### [PROBLEM TO WORK ON]
Across the entries below, tally every line that holds the word "behavior". Give only the tally.

### [EXCERPTED RECORDS]
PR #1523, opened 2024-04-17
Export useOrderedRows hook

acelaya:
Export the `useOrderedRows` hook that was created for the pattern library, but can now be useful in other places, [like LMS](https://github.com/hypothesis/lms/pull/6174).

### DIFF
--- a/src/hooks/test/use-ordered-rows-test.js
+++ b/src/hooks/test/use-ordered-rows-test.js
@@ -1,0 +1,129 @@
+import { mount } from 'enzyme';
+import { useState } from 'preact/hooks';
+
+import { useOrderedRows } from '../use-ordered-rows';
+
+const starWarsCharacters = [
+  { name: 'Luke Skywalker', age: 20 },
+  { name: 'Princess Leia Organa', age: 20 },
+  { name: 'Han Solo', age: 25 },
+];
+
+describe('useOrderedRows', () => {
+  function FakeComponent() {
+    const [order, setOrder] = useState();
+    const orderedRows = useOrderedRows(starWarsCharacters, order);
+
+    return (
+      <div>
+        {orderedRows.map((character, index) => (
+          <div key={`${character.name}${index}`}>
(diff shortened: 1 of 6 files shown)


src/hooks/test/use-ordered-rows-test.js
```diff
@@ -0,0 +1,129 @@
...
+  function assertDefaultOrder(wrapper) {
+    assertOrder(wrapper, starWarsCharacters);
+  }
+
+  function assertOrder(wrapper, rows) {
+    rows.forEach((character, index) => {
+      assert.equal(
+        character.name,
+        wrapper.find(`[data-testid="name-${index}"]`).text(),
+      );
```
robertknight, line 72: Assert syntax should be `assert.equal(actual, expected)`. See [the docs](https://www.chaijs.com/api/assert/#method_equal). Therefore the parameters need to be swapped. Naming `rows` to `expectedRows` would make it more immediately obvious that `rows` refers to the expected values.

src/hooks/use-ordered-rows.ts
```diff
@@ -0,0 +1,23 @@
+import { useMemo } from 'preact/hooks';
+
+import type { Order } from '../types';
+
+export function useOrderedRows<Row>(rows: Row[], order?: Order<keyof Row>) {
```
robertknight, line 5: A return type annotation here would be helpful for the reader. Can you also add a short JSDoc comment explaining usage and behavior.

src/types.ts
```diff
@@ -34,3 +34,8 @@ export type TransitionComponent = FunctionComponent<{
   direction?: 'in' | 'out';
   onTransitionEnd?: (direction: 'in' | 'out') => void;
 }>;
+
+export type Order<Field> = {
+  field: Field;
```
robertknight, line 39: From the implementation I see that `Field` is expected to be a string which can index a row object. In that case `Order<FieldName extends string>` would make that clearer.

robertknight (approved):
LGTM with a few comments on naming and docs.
---
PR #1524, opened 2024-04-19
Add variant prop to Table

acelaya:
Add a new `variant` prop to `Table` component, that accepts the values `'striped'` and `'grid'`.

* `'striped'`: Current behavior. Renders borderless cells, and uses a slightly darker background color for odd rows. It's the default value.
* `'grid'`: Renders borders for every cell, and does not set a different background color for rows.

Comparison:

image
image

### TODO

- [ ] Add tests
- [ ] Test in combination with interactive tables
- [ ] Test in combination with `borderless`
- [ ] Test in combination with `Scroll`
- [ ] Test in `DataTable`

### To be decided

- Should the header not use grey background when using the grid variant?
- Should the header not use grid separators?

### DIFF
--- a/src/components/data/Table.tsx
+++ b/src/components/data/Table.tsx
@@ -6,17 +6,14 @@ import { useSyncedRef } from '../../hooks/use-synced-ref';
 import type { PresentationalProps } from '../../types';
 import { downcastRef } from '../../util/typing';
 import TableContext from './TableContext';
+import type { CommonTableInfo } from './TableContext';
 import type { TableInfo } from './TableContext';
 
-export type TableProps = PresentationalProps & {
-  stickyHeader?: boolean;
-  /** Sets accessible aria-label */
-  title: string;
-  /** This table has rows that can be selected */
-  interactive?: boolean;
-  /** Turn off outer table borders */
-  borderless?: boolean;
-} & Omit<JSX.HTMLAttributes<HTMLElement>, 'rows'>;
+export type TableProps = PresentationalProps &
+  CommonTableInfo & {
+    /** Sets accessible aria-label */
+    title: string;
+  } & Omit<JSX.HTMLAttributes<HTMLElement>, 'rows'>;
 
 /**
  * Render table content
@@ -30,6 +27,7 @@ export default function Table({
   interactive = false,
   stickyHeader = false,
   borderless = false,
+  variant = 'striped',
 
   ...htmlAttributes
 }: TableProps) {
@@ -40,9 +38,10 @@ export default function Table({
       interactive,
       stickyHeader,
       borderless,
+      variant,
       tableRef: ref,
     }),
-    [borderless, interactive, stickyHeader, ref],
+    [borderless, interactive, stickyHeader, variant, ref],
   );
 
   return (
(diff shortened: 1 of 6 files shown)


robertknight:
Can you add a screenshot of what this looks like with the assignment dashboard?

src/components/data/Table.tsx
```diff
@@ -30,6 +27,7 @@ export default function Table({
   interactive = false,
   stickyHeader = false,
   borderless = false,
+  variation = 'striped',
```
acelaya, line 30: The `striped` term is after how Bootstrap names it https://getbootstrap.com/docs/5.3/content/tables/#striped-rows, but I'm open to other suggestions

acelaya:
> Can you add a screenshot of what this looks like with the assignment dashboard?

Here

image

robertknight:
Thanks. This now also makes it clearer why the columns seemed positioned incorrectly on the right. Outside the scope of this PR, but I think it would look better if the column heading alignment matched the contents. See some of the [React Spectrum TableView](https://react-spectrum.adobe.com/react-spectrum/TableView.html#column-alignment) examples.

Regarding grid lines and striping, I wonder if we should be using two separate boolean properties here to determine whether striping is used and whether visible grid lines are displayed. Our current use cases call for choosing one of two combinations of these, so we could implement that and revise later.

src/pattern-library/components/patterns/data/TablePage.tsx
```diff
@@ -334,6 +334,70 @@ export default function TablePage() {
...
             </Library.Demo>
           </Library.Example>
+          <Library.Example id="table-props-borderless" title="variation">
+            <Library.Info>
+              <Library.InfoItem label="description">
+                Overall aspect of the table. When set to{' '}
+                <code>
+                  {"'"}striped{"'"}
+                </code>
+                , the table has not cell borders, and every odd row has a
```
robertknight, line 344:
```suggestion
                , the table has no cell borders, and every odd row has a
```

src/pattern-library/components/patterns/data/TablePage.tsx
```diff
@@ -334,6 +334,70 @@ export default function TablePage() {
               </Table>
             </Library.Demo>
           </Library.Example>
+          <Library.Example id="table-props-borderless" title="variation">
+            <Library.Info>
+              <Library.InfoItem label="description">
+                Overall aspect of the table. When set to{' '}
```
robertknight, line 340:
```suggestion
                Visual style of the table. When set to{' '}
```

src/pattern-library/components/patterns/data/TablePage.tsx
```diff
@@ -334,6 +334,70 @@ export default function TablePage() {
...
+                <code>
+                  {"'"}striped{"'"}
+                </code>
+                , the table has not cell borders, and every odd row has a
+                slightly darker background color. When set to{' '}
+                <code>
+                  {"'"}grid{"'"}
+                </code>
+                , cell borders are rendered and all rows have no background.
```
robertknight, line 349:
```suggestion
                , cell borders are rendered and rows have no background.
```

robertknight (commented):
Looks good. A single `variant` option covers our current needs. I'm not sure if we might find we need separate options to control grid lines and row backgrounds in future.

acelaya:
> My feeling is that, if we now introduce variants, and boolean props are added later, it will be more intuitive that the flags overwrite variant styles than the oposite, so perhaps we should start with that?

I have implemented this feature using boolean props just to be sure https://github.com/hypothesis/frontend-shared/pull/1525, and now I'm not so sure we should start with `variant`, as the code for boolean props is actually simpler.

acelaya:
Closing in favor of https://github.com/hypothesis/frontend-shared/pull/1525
==
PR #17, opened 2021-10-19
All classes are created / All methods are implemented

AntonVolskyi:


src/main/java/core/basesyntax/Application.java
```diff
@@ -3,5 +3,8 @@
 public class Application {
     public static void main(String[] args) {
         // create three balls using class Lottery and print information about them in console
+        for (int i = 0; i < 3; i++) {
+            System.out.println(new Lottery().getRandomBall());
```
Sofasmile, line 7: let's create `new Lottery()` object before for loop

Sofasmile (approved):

### [TASK ANSWER]
2